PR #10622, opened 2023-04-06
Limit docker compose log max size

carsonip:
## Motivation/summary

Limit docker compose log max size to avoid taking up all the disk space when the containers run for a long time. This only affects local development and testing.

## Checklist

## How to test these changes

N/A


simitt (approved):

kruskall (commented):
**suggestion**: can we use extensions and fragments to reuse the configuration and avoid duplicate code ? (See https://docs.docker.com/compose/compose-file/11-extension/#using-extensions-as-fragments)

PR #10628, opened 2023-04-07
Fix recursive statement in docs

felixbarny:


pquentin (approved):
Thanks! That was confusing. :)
---
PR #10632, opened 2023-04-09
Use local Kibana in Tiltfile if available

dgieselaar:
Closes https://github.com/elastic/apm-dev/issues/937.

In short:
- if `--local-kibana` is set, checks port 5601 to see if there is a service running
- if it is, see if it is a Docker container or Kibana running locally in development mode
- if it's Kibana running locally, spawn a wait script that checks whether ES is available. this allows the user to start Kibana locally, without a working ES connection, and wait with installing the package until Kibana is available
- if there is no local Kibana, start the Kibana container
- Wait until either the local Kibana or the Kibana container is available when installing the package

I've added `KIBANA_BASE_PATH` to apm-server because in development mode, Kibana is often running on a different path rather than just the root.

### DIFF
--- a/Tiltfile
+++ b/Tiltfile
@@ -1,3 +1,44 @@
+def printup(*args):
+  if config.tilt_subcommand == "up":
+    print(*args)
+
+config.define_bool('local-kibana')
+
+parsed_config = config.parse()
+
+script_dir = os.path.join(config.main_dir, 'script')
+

● Task requirements: Scan the records above for the word "checks". Copy each line that has it.

● Written answer:
- if `--local-kibana` is set, checks port 5601 to see if there is a service running
- if it's Kibana running locally, spawn a wait script that checks whether ES is available. this allows the user to start Kibana locally, without a working ES connection, and wait with installing the package until Kibana is available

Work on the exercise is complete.